OpenACC supports CUDA integrated memory: PGI 17.7 compiler can use CUDA integrated memory, simplify the GPU acceleration system for the compiler process. By opening the Easy Compiler option, OpenACC configures the storage location of the data in the CUDA consolidated memory without writing the data movement code or instructions.
OpenMP 4.5 with initial support for multi-core CPUs: Initial support for OpenMP 4.5 syntax and functionality allows you to program OpenMP 4.5 parallel processing for most multicore CPU systems. The target block (TARGET) in the program sets the multicore system as a target after the preset support condition is set, and the program loop such as PARALLEL and DISTRIBUTE can be distributed to all OpenMP threads for parallel processing.
Deep copy of the Fortran syntax derived categories: OpenACC instructions allow you to move aggregated or deep nested Fortran material objects between the CPU master and the GPU component memory, including the patrol and management of the index object.
C ++ language improvements: PGI 17.7 The C ++ compiler contains many of the successive C ++ 17 features and is aggregated into the scope of the CUDA 9.0 NVCC master compiler. In the LCALS loop processing performance measurement indicators in the average performance increased by 20%.
Using the C ++ 14 Lambdas function in the OpenACC program section: The lambdas function of the C ++ language provides a convenient way to define an object when an anonymous function object is called or passed as a parameter. Beginning with PGI version 17.7, the OpenACC operations section of the C ++ language program supports the lambdas function, which includes generating the corresponding code for different programming models or platforms. C ++ 14 introduces more lambdas function usage, especially the multi-type lambdas function. These functions can be used in the OpenACC program.
Interworking with the cuSOLVER library: By using the interface module provided by PGI and PGI 17.7 built-in PGI version of the cuSOLVER library, you can optimize the language including CUDA Fortran, OpenACC Fortran, C, and C ++. Function.
Support for NVIDIA Tesla GPUs and Multicore CPU Processing PGI Unified Binary: Programs compiled with OpenACC not only support GPU acceleration but also parallel processing on multi-core CPUs. When running on a GPU-powered system, the OpenACC support section is partitioned and the program is executed on the GPU. When running on a system that does not have a GPU installed, the program section of OpenACC can be distributed to all CPU cores on the system.

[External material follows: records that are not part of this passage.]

PR #55, opened 2016-05-03
artifacts must be present in a single directory

liangchenye:
According to https://github.com/opencontainers/runtime-spec/blob/master/bundle.md, 
```
While these artifacts MUST all be present in a single directory on the local filesystem
```
Check if the rootfs and config file were in the same directory.

### DIFF
--- a/validate.go
+++ b/validate.go
@@ -53,7 +53,8 @@ var bundleValidateCommand = cli.Command{
 			logrus.Fatal(err)
 		}
 
-		sf, err := os.Open(path.Join(inputPath, "config.json"))
+		configPath := path.Join(inputPath, "config.json")
+		sf, err := os.Open(configPath)
 		if err != nil {
 			logrus.Fatal(err)
 		}
@@ -75,6 +76,11 @@ var bundleValidateCommand = cli.Command{
 		} else if !fi.IsDir() {
 			logrus.Fatalf("Rootfs: %v is not a directory.", spec.Root.Path)
 		}
+
+		if path.Dir(configPath) != path.Dir(rootfsPath) {
+			logrus.Fatalf("Root filesystem and 'config.json' must be present in a single directory.")
+		}
+
 		bundleValidate(spec, rootfsPath)
 		logrus.Infof("Bundle validation succeeded.")
 	},


liangchenye:
The second commit verifies if os and arch combination is valid.

wking:
On Tue, May 03, 2016 at 01:11:14AM -0700, 梁辰晔 (Liang Chenye) wrote:
> While these artifacts MUST all be present in a single directory on
> the local filesystem…

It looks like that requirement landed in
opencontainers/runtime-spec@7232e4b1 (specs: introduce the concept of
a runtime.json, 2015-07-30, opencontainers/runtime-spec#88), although
I don't see a need for it.  Can I check for (and maybe file) pushback
on that point in runtime-spec before df60d95f lands?

de58be07 looks good to me, although of the non-Linux OSes, only
Solaris has platform-specific configuaration in flight
(opencontainers/runtime-spec#411).

initlove:
@wking sure, if 'rootfs' does not have to be in the same directory with config.json, `df60d95` is not necessary. 
What I'm doing is just to make sure the ocitools follows spec strictly, all the `MUST`, `Required` field should be verified.

liangchenye:
@wking sure, if 'rootfs' does not have to be in the same directory with config.json, df60d95 is not necessary. 
What I'm doing is just to make sure the ocitools follows spec strictly, all the `MUST`, `Required` fields should be verified.

liangchenye:
move the second commit to another PR https://github.com/opencontainers/ocitools/pull/57/files

wking:
On Tue, May 03, 2016 at 05:58:19PM -0700, David Liang wrote:
“What I'm doing is just to make sure the ocitools follows spec
strictly, all the `MUST`, `Required` field should be verified.”

+1 to that.  But I think that's going to bring into focus some things
in the spec that don't really make sense, so I don't want to rush
anything in without thinking it over again ;).  In this case, I ended
up suggesting a larger change than I'd initially expected
(opencontainers/runtime-spec#423).

liangchenye:
Close as invalid according to spec changes: https://github.com/opencontainers/runtime-spec/pull/394

wking:
On Sun, May 15, 2016 at 11:51:42PM -0700, 梁辰晔 (Liang Chenye) wrote:
> Close as invalid according to spec changes:
> https://github.com/opencontainers/runtime-spec/pull/394

I don't think that PR lifted the sibling requirement.  And the most
recent spec release still has [1]:

  This MUST include the following artifacts:

  1. config.json…
  2. A directory representing the root filesystem of the container…

  While these artifacts MUST all be present in a single directory on
  the local filesystem…

I've tried to get this restriction lifted
(opencontainers/runtime-spec#423 and opencontainers/runtime-spec#469),
but opencontainers/runtime-spec#469 was the smallest pivot I can think
of to lift the requirement, and it was rejected [2].  So unless by
some magic the runtime-spec maintainers reverse their current
position, I think we need to re-open and merge this PR.

[1]: https://github.com/opencontainers/runtime-spec/blob/v1.0.0-rc3/bundle.md
[2]: https://github.com/opencontainers/runtime-spec/pull/469#issuecomment-273621129

Mashimiao:
> I think we need to re-open and merge this PR.

+1

PR #399, opened 2017-06-21
fix seccomp-default parse and remove problem

Mashimiao:
1. completion for --seccomp-default is not correct, need to fix it and manpage.
2. There is no need to call parseAction() twice, we can pass type rspec.LinuxSeccompAction directly.
3. There is no need to distinguish whether string contains ',' or not, split can handle them.


mrunalp:
Can you add some description to motivate the change?

Mashimiao:
updated, PTAL

mrunalp:
LGTM

PR #402, opened 2017-06-22
.travis.yml: Run 'make test' in Travis

wking:
To catch things like [gofmt errors][1] in CI testing (vs. leaving that to manual review).  Also a few other changes so that .gofmt and .golint errors will cause 'make test' to fail.

[1]: https://github.com/opencontainers/runtime-tools/pull/400#discussion_r123550759


wking:
Now that I've pushed a73b6e5, [Travis is happy][1].

[1]: https://travis-ci.org/opencontainers/runtime-tools/builds/245873908

.travis.yml
```diff
@@ -15,4 +15,5 @@ script:
   - $HOME/gopath/bin/golint ./...
   - $HOME/gopath/bin/git-validation -run DCO,short-subject -v -range ${TRAVIS_COMMIT_RANGE}
   - make
+  - make test
```
Mashimiao: `test` contians govet, golint. There is no need to call them twice, we should remove them from travis.yml

wking: > `test` contians govet, golint…

Good point.  Fixed in a73b6e5 → 3c3079d.

Mashimiao:
LGTM

liangchenye:
LGTM

Issue #407, opened 2017-07-04
TODO: remove 'platform' validate


liangchenye:
platform is removed from spec, so all the validation code should be removed.

hqhq:
#dibs

PR #409, opened 2017-07-05
Remove platform

hqhq:
Fixes: #407

### DIFF
--- a/cmd/oci-runtime-tool/generate.go
+++ b/cmd/oci-runtime-tool/generate.go
@@ -5,7 +5,6 @@ import (
 	"bytes"
 	"fmt"
 	"os"
-	"runtime"
 	"strconv"
 	"strings"
 	"unicode"
@@ -19,7 +18,6 @@ import (
 
 var generateFlags = []cli.Flag{
 	cli.StringFlag{Name: "apparmor", Usage: "specifies the the apparmor profile for the container"},
-	cli.StringFlag{Name: "arch", Value: runtime.GOARCH, Usage: "architecture the container is created for"},
 	cli.StringSliceFlag{Name: "args", Usage: "command to run in the container"},
 	cli.StringSliceFlag{Name: "bind", Usage: "bind mount directories src:dest[:options...]"},
 	cli.StringSliceFlag{Name: "cap-add", Usage: "add Linux capabilities"},
@@ -62,7 +60,6 @@ var generateFlags = []cli.Flag{
 	cli.StringFlag{Name: "mount-label", Usage: "selinux mount context label"},
 	cli.BoolFlag{Name: "no-new-privileges", Usage: "set no new privileges bit for the container process"},
 	cli.IntFlag{Name: "oom-score-adj", Usage: "oom_score_adj for the container"},
-	cli.StringFlag{Name: "os", Value: runtime.GOOS, Usage: "operating system the container is created for"},
 	cli.StringFlag{Name: "output", Usage: "output file (defaults to stdout)"},
 	cli.StringSliceFlag{Name: "poststart", Usage: "set command to run in poststart hooks"},
 	cli.StringSliceFlag{Name: "poststop", Usage: "set command to run in poststop hooks"},
@@ -150,9 +147,6 @@ func setupSpec(g *generate.Generator, context *cli.Context) error {
 	if context.IsSet("hostname") {
 		g.SetHostname(context.String("hostname"))
 	}
-
-	g.SetPlatformOS(context.String("os"))
-	g.SetPlatformArch(context.String("arch"))
 
 	if context.IsSet("label") {
 		annotations := context.StringSlice("label")
--- a/cmd/oci-runtime-tool/validate.go
+++ b/cmd/oci-runtime-tool/validate.go
@@ -20,7 +20,8 @@ var bundleValidateCommand = cli.Command{
 	Action: func(context *cli.Context) error {
 		inputPath := context.String("path")
 		hostSpecific := context.GlobalBool("host-specific")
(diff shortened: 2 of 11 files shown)


hqhq:
ping @Mashimiao @liangchenye @mrunalp 

I know we have to update runtime-spec to fully remove platform in runtime-tools, I haven't done this because I'm not sure how much amends we have to do to adapt the latest runtime-spec, I might not have time for this for now, and it's safe we just remove checking platform in runtime-tools.

hqhq:
CI failed, fixing.

cmd/runtimetest/main.go
```diff
@@ -695,7 +697,12 @@ func main() {
 		cli.StringFlag{
 			Name:  "path",
 			Value: ".",
-			Usage: "path to the configuration",
+			Usage: "Path to the configuration",
+		},
+		cli.StringFlag{
+			Name:  "platform",
+			Value: "Linux",
```
Mashimiao: should be linux

hqhq:
CI passed, PTAL.

cmd/oci-runtime-tool/generate.go
```diff
@@ -151,9 +151,6 @@ func setupSpec(g *generate.Generator, context *cli.Context) error {
 		g.SetHostname(context.String("hostname"))
 	}
 
-	g.SetPlatformOS(context.String("os"))
-	g.SetPlatformArch(context.String("arch"))
```
Mashimiao: I think you also need to remove options os and arch from cli.Flag and manpage

validate/validate.go
```diff
@@ -423,25 +396,30 @@ func (v *Validator) CheckMounts() (msgs []string) {
...
 }
 
-// CheckOS checks v.spec.Platform.OS
-func (v *Validator) CheckOS() (msgs []string) {
-	logrus.Debugf("check os")
+// CheckPlatform checks v.platform
+func (v *Validator) CheckPlatform() (msgs []string) {
+	logrus.Debugf("check platform")
+
+	if v.platform != "linux" && v.platform != "solaris" && v.platform != "windows" {
```
Mashimiao: So, spec just supports linux, solaris and windows, all other platforms are invalid?

hqhq: For now, I guess the answer is YES, see https://github.com/opencontainers/runtime-spec/blob/master/spec.md#platforms

hqhq:
@Mashimiao Fixed, thanks.

validate/validate.go
liangchenye: I think we should check
```
if v.platform != "linux" && v.platform != "solaris" && v.platform != "windows" {
```
right after 
```
	platform := context.GlobalString("platform")
```

hqhq: I'm fine with either, if check platform right after got it from context, it would be like a runtime-tools limitation, while it's actually can be an OCI validation, so check it in `Validator` methods seems reasonable to be.

Plus I moved `CheckPlatform` to the top in the second commit, so we don't do much unnecessary check it platform is wrong.

cmd/oci-runtime-tool/validate.go
```diff
@@ -20,7 +20,8 @@ var bundleValidateCommand = cli.Command{
 	Action: func(context *cli.Context) error {
 		inputPath := context.String("path")
 		hostSpecific := context.GlobalBool("host-specific")
-		v, err := validate.NewValidatorFromPath(inputPath, hostSpecific)
+		platform := context.GlobalString("platform")
```
liangchenye: Add 'platform' to man page as well.

cmd/runtimetest/main.go
```diff
@@ -588,6 +588,8 @@ func validate(context *cli.Context) error {
 		return err
 	}
 
+	platform := context.String("platform")
```
liangchenye: We also need to pass this to `validation_test.go#getDefaultGenerator` and change the Makefile (by adding a PLATFORM for example).

hqhq: Done, but I don't think we use it in generator.

liangchenye: I mean we should change:  
```
g.SetProcessArgs([]string{"/runtimetest"})
```
to
```
g.SetProcessArgs([]string{"/runtimetest", "platform", platform})
```
since you add a platform option to runtimetest command.

liangchenye: Yes, we don't use it anymore in  generator.

cmd/runtimetest/main.go
```diff
@@ -695,7 +697,12 @@ func main() {
 		cli.StringFlag{
 			Name:  "path",
 			Value: ".",
-			Usage: "path to the configuration",
+			Usage: "Path to the configuration",
+		},
+		cli.StringFlag{
+			Name:  "platform",
```
Mashimiao: Should the runtimetest automatically get which platform it is running on? I think it seems there is no need to specify it manunally. What do you think?

cmd/runtimetest/main.go
hqhq: But platform is not a process arg. It should be a generator arg as it's a validate arg.

cmd/runtimetest/main.go
liangchenye: @hqhq how does runc do?

hqhq: @Mashimiao We can, but can we do that in a follow up PR, what we did in this PR looks consistent and we have the default value.

@liangchenye runc doesn't check platform at all, the spec author should be responsible to give runc the right config.

liangchenye:
LGTM

Mashimiao:
LGTM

New analysis capabilities support CUDA integrated memory and OpenACC: PGI 17.7 Profiler has joined a number of new OpenACC analysis capabilities, including support for connected GPU and unconnected GPU dual multi-core CPU platform, in addition to adding a new summary (summary) View function, can show the processing time for each OpenACC code structure. The new CUDA integrated memory function tracks the code for each CPU paging error, as well as the location of the data involved in these code, and supports the new CUDA integrated memory paging frequent replacement, throttling, far End-related events, NVLink, and many other features.
Other features and enhancements to PGI 17.7 include all support for a full range of platform environment modules, prefabricated top open source libraries and programs, and a new series of "parallel operations using OpenACC".